What the task asks:
Show every line of the material that follows in which the word "dispatching" occurs.
----
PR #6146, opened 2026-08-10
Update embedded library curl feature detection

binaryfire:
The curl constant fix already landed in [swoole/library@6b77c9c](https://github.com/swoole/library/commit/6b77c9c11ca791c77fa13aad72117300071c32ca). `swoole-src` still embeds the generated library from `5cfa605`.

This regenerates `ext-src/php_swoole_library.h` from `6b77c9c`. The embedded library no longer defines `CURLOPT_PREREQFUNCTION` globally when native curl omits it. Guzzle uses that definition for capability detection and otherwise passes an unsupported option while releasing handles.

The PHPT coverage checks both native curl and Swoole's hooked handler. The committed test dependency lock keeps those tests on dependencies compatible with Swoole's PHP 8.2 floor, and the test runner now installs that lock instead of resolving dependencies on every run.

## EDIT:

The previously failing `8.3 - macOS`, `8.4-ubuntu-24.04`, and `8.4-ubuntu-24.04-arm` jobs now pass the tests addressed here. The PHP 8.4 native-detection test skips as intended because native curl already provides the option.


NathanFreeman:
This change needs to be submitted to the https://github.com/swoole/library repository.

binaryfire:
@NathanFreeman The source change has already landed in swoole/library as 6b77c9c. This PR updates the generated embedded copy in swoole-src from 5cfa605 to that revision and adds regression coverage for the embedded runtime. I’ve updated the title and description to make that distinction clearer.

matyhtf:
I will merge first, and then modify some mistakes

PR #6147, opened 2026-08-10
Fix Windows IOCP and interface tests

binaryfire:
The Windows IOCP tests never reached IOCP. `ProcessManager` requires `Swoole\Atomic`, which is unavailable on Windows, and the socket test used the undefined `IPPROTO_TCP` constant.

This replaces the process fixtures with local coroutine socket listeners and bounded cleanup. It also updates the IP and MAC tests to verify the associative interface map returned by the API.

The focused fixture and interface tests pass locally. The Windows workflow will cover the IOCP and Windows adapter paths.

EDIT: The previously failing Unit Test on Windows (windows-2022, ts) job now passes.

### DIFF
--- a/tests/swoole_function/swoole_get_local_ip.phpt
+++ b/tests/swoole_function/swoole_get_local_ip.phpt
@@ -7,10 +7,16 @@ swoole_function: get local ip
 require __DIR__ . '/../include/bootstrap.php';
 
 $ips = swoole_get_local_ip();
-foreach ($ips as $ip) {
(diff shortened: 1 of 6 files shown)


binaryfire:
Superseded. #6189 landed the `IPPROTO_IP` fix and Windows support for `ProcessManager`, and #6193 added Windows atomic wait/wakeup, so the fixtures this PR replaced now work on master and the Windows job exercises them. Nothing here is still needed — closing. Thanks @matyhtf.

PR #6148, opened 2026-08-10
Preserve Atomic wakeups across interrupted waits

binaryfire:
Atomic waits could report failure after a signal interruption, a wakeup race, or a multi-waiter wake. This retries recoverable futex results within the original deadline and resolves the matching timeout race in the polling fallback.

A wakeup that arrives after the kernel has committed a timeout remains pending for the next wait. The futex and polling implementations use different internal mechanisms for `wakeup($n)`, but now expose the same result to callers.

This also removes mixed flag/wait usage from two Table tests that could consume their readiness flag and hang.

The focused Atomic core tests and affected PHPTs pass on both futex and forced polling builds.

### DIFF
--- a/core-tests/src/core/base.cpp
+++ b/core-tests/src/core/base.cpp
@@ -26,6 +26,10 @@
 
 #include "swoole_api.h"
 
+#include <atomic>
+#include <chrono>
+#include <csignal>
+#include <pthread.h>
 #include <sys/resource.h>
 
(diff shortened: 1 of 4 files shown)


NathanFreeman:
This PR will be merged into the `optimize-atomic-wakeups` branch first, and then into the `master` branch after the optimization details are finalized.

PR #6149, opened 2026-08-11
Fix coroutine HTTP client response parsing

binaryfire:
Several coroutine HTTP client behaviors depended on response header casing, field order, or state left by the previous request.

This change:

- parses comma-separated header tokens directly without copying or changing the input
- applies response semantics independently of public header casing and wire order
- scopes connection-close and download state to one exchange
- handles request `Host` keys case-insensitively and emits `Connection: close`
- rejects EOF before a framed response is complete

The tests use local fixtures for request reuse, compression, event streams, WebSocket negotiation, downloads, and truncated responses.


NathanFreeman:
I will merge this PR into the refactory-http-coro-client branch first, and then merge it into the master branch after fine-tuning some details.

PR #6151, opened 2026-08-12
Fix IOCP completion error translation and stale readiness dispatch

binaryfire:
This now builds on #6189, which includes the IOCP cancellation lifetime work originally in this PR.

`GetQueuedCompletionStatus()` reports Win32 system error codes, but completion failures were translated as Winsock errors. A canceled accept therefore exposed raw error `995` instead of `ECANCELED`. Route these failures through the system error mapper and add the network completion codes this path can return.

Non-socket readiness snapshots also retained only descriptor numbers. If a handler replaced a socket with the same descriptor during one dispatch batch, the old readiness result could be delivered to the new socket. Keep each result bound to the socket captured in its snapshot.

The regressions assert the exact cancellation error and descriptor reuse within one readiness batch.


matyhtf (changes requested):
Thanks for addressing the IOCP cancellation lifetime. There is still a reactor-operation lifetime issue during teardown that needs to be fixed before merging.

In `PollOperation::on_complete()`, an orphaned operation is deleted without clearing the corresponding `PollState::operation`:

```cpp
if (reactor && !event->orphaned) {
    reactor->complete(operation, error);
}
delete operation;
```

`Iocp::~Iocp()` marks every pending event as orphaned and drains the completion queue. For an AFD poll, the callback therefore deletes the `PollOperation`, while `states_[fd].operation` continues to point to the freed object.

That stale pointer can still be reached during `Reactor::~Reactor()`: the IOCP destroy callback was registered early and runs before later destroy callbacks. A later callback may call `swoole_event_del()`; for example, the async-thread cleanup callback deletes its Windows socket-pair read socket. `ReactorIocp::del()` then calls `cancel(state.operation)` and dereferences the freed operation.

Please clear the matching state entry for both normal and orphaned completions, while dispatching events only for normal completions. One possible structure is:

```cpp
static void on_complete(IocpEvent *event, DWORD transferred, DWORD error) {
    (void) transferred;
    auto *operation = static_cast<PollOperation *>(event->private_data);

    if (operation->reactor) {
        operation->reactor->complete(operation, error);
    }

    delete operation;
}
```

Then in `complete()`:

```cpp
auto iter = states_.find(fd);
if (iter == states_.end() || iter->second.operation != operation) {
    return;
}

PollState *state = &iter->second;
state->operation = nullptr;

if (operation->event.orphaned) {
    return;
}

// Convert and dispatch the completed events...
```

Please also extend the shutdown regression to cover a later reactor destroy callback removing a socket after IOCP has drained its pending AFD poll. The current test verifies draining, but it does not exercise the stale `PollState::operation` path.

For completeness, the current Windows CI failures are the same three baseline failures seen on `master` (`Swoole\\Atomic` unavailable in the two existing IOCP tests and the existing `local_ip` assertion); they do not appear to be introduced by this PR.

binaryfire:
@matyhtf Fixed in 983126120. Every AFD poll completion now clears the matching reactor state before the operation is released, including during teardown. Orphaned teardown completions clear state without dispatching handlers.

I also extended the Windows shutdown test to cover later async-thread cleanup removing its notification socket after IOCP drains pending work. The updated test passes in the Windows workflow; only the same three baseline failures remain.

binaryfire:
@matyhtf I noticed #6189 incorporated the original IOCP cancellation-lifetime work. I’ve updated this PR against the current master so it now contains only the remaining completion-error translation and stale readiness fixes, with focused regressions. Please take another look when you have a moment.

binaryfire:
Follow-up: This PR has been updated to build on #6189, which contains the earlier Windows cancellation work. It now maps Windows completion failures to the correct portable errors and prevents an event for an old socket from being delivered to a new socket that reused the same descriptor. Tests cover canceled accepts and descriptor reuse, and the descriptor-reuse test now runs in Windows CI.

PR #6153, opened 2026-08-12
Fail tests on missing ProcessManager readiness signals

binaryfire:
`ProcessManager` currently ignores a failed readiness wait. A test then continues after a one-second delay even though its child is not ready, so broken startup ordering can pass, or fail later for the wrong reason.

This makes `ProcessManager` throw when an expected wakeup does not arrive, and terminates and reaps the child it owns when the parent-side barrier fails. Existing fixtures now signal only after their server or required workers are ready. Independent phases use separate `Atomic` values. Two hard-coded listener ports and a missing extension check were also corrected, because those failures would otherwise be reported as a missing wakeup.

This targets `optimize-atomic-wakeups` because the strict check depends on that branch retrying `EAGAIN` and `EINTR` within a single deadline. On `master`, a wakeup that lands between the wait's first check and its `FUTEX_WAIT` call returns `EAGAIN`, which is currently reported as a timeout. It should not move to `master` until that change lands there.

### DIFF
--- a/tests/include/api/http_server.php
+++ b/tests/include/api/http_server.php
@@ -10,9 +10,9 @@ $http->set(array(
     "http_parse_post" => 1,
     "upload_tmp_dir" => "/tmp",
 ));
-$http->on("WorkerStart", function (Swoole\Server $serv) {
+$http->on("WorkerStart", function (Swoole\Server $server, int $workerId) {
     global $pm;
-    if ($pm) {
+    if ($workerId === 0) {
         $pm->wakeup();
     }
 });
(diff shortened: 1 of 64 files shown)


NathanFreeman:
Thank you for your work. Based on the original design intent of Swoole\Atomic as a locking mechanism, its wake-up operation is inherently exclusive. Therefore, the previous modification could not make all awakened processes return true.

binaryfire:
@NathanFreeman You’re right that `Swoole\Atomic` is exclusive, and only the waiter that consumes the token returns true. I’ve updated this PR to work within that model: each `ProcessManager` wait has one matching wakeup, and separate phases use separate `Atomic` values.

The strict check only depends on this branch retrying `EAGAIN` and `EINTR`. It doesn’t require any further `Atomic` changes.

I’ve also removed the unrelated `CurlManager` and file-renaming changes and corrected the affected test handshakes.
----
Expected answer:
Please clear the matching state entry for both normal and orphaned completions, while dispatching events only for normal completions. One possible structure is:
@matyhtf Fixed in 983126120. Every AFD poll completion now clears the matching reactor state before the operation is released, including during teardown. Orphaned teardown completions clear state without dispatching handlers.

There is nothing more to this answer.